■ **Task directions**:
From the line with "from cognite.client.data_classes.filters import" through the line with "(diff shortened: 1 of 8 files shown)", repeat the entries verbatim, both end lines included, and add nothing.

******

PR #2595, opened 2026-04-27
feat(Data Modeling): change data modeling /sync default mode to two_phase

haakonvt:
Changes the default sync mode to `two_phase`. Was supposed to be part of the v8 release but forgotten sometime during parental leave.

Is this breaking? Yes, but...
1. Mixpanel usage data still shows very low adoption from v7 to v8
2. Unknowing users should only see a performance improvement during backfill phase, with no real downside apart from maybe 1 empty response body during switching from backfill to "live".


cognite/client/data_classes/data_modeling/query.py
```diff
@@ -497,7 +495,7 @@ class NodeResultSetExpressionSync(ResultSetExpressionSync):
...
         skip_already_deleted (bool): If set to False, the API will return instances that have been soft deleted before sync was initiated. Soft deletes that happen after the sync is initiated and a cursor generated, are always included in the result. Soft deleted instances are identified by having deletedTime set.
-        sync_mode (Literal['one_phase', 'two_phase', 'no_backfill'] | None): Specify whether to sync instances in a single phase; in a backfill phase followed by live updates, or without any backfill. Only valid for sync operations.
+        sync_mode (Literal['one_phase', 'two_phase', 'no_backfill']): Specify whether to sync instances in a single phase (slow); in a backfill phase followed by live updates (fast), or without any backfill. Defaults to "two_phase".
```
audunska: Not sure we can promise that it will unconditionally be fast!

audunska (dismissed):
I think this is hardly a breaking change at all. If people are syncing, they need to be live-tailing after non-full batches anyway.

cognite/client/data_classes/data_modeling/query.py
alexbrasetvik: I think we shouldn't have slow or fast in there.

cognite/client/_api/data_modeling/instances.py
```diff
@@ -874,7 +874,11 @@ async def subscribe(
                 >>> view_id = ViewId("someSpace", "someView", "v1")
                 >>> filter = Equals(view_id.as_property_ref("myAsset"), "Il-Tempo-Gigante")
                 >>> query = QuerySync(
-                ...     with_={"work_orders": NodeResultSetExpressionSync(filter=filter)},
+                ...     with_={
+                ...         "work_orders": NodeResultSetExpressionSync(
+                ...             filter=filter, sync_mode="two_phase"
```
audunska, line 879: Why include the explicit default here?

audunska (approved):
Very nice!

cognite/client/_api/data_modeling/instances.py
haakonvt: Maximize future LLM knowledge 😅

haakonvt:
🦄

******

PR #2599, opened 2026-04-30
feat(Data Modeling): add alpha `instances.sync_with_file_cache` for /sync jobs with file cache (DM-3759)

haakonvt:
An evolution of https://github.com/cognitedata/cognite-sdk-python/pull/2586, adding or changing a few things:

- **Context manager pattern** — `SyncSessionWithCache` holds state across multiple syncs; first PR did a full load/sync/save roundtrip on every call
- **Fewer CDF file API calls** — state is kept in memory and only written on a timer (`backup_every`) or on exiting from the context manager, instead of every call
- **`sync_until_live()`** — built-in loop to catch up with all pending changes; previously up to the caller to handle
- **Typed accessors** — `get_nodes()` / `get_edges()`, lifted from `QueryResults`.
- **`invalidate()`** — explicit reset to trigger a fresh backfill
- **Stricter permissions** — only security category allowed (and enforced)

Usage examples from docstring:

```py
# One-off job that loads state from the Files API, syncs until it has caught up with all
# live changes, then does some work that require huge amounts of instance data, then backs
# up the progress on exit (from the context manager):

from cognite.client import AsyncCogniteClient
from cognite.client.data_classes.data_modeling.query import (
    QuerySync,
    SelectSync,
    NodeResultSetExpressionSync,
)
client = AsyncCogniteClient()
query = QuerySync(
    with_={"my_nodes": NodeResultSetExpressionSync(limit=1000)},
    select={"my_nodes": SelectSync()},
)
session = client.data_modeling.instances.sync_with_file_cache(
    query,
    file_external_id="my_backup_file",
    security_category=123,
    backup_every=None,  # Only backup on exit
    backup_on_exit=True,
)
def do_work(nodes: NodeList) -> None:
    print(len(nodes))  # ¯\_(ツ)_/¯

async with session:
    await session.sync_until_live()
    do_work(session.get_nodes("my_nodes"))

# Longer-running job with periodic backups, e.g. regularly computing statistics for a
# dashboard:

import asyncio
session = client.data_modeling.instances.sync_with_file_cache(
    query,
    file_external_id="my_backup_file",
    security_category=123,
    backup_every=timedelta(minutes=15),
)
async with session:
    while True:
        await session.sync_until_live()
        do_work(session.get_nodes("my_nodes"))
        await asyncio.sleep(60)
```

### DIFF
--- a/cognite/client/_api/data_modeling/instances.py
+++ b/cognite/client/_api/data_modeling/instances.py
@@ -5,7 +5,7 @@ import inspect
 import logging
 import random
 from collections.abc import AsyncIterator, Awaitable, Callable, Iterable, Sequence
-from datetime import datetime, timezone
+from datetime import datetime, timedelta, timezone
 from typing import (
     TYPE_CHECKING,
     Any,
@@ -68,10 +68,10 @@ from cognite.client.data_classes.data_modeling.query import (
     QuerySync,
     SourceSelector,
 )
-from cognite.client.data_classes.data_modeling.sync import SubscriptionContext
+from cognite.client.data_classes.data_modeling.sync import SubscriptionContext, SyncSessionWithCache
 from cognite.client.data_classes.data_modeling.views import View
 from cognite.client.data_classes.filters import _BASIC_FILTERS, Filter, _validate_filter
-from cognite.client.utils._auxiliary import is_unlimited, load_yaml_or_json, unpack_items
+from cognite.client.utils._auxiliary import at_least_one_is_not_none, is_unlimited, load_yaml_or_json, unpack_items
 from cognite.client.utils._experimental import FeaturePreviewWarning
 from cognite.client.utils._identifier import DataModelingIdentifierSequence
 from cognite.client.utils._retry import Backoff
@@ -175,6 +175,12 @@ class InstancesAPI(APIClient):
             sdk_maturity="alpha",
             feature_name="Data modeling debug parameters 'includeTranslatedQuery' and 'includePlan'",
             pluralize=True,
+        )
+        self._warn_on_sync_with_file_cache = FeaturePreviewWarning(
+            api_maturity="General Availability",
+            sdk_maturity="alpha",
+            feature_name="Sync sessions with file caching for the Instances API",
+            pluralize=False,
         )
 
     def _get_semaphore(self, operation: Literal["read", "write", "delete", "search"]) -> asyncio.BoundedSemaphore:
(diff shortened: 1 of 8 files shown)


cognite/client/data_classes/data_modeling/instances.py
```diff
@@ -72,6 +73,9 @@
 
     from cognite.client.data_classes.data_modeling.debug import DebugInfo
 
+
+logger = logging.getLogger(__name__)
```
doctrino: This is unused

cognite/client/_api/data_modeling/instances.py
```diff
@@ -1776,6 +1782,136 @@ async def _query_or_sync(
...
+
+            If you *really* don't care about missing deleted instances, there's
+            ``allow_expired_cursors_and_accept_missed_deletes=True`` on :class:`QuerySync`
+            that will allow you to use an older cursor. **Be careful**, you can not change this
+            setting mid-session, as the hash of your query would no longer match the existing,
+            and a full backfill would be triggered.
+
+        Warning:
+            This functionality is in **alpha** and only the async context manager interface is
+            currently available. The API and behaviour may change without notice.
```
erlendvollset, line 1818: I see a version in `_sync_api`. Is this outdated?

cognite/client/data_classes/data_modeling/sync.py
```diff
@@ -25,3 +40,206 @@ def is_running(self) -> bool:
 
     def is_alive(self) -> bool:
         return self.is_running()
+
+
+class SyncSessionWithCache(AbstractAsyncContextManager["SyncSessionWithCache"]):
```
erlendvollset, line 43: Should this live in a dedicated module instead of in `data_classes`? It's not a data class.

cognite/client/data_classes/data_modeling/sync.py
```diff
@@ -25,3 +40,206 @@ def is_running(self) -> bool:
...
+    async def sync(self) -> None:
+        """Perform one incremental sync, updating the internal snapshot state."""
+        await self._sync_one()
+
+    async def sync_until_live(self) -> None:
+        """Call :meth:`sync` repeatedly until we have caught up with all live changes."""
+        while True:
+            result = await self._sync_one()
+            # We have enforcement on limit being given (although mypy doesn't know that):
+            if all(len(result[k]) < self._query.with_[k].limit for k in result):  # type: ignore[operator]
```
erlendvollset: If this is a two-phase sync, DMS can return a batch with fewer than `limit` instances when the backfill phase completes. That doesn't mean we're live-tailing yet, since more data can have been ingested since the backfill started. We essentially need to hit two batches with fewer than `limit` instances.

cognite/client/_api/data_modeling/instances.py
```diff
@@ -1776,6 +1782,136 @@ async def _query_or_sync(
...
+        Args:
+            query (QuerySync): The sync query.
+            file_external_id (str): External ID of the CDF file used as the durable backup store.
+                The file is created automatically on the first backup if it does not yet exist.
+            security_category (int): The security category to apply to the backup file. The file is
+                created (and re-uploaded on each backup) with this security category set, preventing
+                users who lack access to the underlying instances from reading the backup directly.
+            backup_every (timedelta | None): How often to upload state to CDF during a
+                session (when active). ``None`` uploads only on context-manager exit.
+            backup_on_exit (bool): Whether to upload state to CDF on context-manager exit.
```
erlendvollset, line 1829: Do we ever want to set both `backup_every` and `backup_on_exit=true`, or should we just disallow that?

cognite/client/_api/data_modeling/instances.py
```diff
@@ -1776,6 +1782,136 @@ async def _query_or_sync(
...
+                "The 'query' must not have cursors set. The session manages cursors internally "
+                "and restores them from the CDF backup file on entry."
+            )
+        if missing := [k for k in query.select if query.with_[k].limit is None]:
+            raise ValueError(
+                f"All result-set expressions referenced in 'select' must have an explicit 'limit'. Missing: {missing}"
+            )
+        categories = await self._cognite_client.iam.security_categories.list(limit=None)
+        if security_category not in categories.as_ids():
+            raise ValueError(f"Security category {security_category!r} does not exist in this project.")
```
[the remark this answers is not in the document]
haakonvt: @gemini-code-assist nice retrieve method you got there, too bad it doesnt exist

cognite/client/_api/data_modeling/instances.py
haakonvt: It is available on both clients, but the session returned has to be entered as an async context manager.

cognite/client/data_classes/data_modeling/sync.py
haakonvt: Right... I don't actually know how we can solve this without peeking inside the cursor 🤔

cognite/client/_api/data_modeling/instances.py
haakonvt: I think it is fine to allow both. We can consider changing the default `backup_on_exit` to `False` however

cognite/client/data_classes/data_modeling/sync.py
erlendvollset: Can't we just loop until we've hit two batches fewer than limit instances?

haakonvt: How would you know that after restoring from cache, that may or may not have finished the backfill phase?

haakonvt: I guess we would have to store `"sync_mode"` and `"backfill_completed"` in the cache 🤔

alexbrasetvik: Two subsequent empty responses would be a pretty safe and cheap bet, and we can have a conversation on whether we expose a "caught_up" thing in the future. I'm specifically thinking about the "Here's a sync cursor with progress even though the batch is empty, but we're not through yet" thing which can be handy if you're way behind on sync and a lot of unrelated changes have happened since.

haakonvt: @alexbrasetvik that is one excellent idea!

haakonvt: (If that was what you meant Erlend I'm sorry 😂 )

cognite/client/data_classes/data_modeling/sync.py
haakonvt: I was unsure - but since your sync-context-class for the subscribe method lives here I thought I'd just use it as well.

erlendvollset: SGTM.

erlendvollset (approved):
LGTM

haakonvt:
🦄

******

■ **Result of the task**:
 from cognite.client.data_classes.filters import _BASIC_FILTERS, Filter, _validate_filter
-from cognite.client.utils._auxiliary import is_unlimited, load_yaml_or_json, unpack_items
+from cognite.client.utils._auxiliary import at_least_one_is_not_none, is_unlimited, load_yaml_or_json, unpack_items
 from cognite.client.utils._experimental import FeaturePreviewWarning
 from cognite.client.utils._identifier import DataModelingIdentifierSequence
 from cognite.client.utils._retry import Backoff
@@ -175,6 +175,12 @@ class InstancesAPI(APIClient):
             sdk_maturity="alpha",
             feature_name="Data modeling debug parameters 'includeTranslatedQuery' and 'includePlan'",
             pluralize=True,
+        )
+        self._warn_on_sync_with_file_cache = FeaturePreviewWarning(
+            api_maturity="General Availability",
+            sdk_maturity="alpha",
+            feature_name="Sync sessions with file caching for the Instances API",
+            pluralize=False,
         )
 
     def _get_semaphore(self, operation: Literal["read", "write", "delete", "search"]) -> asyncio.BoundedSemaphore:
(diff shortened: 1 of 8 files shown)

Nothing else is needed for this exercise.